* EXERCISE REQUIREMENTS
Record by record, give the entire listing again exactly.

* THE DATA
■ ■ ■ ■

PR #613, opened 2016-07-08
Df empty record

dflanderka:


src/input/reader_to_storage.cc
```diff
@@ -140,9 +140,31 @@ StorageBase * ReaderToStorage::make_storage(PathBase &p, const Type::TypeBase *t
...
+    			} else { // auto conversion
+    				return make_storage_empty_record(p, abstract_record_type->get_default_descendant());
+    			}
+    		} else {
+    			return make_storage_empty_record(p, &( abstract_record_type->get_descendant(descendant_name) ));
+    		}
+    	}
+
+    	// return Null storage if there is null on the current location
+		if (p.is_null_type()) {
```
jbrezmorf: Test this before scalar types resolution.

src/input/reader_to_storage.cc
```diff
@@ -140,9 +140,31 @@ StorageBase * ReaderToStorage::make_storage(PathBase &p, const Type::TypeBase *t
         return storage;
     }
 
-    // return Null storage if there is null on the current location
-    if (p.is_null_type())
-        return new StorageNull();
+    // create storage if Record is empty
+	if (typeid(*type) == typeid(Type::Record) && p.is_effectively_null()) {
```
jbrezmorf: Move this into specific make_storage methods.

src/input/reader_to_storage.cc
```diff
@@ -140,9 +140,31 @@ StorageBase * ReaderToStorage::make_storage(PathBase &p, const Type::TypeBase *t
...
+		return make_storage_empty_record(p, static_cast<const Type::Record *>(type));
```
jbrezmorf: No need for specific make_storage for empty record. Just check that path.get_record_key_set returns true and set empty set for null path.

src/input/reader_to_storage.hh
```diff
@@ -22,6 +22,7 @@
 #include <sstream>
 
 #include "input/input_type_forward.hh"
+#include "input/type_record.hh"
```
jbrezmorf: Remove include with new methods.

unit_tests/input/reader_to_storage_test.cpp
```diff
@@ -878,6 +879,106 @@ TEST_F(InputReaderToStorageTest, Tuple) {
...
+        .close();
+
+    static Type::Record descA_rec = Type::Record( "RecordA", "desc.")
+        .derive_from(a_rec)
+		.copy_keys(inrec)
+	    .close();
+
+    static Type::Record root_rec_with_abstract = Type::Record( "RootRecordWithAbstract", "desc.")
+        .declare_key("format", a_rec, Type::Default::obligatory(), "")
+	    .close();
```
jbrezmorf: Add check for null scalar type key, should be same as if key is not present.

■ ■ ■ ■

* ANSWER SECTION
PR #613, opened 2016-07-08
Df empty record

dflanderka:


src/input/reader_to_storage.cc
```diff
@@ -140,9 +140,31 @@ StorageBase * ReaderToStorage::make_storage(PathBase &p, const Type::TypeBase *t
...
+    			} else { // auto conversion
+    				return make_storage_empty_record(p, abstract_record_type->get_default_descendant());
+    			}
+    		} else {
+    			return make_storage_empty_record(p, &( abstract_record_type->get_descendant(descendant_name) ));
+    		}
+    	}
+
+    	// return Null storage if there is null on the current location
+		if (p.is_null_type()) {
```
jbrezmorf: Test this before scalar types resolution.

src/input/reader_to_storage.cc
```diff
@@ -140,9 +140,31 @@ StorageBase * ReaderToStorage::make_storage(PathBase &p, const Type::TypeBase *t
         return storage;
     }
 
-    // return Null storage if there is null on the current location
-    if (p.is_null_type())
-        return new StorageNull();
+    // create storage if Record is empty
+	if (typeid(*type) == typeid(Type::Record) && p.is_effectively_null()) {
```
jbrezmorf: Move this into specific make_storage methods.

src/input/reader_to_storage.cc
```diff
@@ -140,9 +140,31 @@ StorageBase * ReaderToStorage::make_storage(PathBase &p, const Type::TypeBase *t
...
+		return make_storage_empty_record(p, static_cast<const Type::Record *>(type));
```
jbrezmorf: No need for specific make_storage for empty record. Just check that path.get_record_key_set returns true and set empty set for null path.

src/input/reader_to_storage.hh
```diff
@@ -22,6 +22,7 @@
 #include <sstream>
 
 #include "input/input_type_forward.hh"
+#include "input/type_record.hh"
```
jbrezmorf: Remove include with new methods.

unit_tests/input/reader_to_storage_test.cpp
```diff
@@ -878,6 +879,106 @@ TEST_F(InputReaderToStorageTest, Tuple) {
...
+        .close();
+
+    static Type::Record descA_rec = Type::Record( "RecordA", "desc.")
+        .derive_from(a_rec)
+		.copy_keys(inrec)
+	    .close();
+
+    static Type::Record root_rec_with_abstract = Type::Record( "RootRecordWithAbstract", "desc.")
+        .declare_key("format", a_rec, Type::Default::obligatory(), "")
+	    .close();
```
jbrezmorf: Add check for null scalar type key, should be same as if key is not present.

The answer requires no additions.